PROBLEM STATEMENT »
Take from the records below each line that holds "needs".

EXERCISE INPUTS »
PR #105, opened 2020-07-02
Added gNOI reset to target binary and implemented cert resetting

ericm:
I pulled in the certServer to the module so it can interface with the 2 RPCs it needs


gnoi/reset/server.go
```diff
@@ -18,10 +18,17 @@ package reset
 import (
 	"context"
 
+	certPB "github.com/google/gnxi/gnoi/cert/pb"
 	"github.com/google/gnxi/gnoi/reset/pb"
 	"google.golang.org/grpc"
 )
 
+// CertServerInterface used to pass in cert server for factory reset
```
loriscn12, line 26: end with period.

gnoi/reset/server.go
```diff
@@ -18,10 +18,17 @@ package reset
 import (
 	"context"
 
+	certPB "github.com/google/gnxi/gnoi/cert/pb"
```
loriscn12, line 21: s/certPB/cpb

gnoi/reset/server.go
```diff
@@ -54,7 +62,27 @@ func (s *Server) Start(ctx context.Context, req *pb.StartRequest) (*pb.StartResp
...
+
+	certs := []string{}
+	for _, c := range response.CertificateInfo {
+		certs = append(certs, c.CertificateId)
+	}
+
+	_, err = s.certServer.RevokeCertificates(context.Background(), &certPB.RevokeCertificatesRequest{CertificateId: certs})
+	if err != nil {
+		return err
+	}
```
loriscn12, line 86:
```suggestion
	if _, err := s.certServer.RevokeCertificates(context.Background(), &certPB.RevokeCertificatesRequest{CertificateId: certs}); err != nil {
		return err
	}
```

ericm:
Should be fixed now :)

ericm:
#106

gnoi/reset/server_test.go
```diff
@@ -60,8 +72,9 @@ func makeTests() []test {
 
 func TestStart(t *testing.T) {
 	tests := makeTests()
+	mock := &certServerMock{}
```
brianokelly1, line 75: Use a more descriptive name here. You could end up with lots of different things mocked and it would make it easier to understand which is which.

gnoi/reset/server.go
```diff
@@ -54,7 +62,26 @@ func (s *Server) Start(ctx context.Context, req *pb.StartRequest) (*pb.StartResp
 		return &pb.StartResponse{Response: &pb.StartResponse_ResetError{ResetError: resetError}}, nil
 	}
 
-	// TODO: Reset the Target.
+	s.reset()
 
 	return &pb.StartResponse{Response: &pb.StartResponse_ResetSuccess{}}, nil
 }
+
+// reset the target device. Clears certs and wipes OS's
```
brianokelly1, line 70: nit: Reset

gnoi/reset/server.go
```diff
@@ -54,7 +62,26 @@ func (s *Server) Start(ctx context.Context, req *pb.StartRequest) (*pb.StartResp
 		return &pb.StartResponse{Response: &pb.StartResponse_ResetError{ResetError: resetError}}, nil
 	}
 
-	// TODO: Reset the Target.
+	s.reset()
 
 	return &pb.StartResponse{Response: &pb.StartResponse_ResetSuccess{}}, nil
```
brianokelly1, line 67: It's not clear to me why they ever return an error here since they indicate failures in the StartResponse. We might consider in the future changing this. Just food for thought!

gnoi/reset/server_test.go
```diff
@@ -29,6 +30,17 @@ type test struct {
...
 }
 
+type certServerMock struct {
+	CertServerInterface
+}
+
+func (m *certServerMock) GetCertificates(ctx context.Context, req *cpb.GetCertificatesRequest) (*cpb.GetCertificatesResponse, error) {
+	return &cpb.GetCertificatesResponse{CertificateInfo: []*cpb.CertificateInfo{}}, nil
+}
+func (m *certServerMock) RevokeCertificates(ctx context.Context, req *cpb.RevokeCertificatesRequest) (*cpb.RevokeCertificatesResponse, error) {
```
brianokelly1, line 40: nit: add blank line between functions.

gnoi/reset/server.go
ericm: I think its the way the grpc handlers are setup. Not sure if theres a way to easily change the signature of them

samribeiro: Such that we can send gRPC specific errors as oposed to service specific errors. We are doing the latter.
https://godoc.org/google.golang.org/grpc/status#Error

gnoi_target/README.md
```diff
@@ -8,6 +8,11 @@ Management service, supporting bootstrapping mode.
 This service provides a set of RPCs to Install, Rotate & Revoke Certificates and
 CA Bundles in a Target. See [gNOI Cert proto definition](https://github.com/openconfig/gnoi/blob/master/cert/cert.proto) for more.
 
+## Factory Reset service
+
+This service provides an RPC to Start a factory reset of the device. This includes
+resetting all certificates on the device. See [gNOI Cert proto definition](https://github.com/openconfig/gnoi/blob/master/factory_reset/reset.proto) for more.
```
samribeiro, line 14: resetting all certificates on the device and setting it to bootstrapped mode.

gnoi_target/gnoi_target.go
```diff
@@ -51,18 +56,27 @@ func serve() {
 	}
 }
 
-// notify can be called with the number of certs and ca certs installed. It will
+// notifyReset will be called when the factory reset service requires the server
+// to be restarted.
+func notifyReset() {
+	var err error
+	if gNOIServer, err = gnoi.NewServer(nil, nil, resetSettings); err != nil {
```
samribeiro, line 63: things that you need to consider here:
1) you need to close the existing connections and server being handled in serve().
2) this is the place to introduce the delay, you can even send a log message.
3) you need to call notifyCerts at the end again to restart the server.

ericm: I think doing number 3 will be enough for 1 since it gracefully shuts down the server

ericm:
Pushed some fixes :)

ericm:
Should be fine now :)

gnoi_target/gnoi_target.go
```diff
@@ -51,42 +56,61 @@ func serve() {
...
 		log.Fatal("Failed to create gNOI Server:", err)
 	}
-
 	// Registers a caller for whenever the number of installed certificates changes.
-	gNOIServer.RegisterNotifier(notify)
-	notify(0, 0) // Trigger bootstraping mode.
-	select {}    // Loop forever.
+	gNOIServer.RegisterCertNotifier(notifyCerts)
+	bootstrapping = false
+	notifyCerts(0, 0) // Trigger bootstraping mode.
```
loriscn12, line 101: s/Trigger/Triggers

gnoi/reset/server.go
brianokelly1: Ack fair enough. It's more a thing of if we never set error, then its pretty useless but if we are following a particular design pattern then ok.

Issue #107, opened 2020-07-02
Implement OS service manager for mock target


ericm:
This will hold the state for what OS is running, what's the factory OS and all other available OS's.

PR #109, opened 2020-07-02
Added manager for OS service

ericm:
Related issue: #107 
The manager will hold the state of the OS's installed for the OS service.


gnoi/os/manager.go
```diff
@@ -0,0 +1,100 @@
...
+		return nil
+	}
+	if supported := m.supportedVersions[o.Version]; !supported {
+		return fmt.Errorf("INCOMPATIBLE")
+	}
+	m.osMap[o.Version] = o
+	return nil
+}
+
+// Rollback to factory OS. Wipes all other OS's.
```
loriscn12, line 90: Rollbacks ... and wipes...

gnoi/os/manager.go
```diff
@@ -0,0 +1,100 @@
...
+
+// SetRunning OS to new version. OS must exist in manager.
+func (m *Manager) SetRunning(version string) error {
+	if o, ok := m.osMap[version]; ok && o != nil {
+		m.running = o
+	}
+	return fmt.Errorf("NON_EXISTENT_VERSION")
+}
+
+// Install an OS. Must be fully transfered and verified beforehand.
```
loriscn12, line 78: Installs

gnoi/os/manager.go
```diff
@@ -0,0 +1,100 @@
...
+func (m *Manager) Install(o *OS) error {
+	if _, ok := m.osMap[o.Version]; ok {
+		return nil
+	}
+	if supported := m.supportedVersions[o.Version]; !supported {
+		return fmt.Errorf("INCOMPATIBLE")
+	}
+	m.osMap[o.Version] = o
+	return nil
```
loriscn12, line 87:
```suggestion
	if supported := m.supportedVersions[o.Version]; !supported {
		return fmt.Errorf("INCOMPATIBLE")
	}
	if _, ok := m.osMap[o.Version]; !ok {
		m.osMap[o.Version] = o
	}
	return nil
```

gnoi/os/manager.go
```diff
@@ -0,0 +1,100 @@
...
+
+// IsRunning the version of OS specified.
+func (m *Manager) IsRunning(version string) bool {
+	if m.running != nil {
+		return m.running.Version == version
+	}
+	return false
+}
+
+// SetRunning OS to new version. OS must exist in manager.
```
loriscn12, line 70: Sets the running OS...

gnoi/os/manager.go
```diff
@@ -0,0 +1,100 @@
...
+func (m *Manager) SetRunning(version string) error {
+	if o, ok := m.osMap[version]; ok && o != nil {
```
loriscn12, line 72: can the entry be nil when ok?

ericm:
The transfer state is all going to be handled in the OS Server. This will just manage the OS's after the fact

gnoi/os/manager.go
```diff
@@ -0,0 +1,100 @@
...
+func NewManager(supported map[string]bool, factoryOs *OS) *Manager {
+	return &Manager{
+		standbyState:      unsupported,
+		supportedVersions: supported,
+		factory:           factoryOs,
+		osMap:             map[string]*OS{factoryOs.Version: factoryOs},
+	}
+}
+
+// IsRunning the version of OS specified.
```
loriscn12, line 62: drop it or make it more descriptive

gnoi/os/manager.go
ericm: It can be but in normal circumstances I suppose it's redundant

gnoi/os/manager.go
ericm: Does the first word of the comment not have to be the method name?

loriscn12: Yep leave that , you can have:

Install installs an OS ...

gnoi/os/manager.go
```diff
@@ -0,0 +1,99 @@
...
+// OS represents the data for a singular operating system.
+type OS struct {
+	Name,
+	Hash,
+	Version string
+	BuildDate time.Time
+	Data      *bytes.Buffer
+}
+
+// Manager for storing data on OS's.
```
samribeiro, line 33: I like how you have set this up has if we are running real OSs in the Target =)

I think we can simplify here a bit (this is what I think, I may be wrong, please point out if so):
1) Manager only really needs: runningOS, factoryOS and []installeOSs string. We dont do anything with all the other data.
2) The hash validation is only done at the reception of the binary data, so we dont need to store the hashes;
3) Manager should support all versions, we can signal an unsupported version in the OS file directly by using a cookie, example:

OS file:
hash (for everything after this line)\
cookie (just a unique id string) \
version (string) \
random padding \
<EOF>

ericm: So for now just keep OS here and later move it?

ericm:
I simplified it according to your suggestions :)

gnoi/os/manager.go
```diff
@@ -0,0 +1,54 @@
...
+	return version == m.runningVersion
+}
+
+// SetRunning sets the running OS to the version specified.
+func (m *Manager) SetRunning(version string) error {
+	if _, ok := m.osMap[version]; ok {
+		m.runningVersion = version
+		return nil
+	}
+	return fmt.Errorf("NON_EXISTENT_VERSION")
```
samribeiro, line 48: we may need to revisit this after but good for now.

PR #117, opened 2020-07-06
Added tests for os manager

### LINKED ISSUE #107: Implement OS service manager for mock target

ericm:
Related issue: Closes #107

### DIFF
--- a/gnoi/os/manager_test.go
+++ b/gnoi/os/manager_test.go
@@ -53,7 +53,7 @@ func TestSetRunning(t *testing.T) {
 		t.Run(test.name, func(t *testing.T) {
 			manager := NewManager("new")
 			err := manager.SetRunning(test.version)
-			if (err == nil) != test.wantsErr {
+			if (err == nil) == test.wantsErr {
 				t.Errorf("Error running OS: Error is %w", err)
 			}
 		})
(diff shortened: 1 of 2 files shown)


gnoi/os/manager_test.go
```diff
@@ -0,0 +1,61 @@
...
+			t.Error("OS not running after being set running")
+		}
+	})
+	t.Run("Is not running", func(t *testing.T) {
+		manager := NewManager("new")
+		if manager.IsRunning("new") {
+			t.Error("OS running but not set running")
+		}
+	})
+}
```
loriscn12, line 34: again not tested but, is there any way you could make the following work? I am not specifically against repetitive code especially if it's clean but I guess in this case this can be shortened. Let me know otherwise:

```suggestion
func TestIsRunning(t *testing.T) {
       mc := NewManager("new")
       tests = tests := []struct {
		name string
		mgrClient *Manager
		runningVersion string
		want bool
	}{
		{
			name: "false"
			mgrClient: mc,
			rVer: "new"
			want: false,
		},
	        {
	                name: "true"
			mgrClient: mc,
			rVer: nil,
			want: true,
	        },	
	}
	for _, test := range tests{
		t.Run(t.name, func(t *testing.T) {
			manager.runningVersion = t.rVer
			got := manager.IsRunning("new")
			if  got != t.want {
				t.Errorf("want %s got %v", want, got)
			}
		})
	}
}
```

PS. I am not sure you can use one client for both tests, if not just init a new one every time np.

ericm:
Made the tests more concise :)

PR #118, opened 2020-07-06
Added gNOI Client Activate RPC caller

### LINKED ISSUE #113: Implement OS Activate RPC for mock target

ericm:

EXERCISE ANSWER »
I pulled in the certServer to the module so it can interface with the 2 RPCs it needs
1) Manager only really needs: runningOS, factoryOS and []installeOSs string. We dont do anything with all the other data.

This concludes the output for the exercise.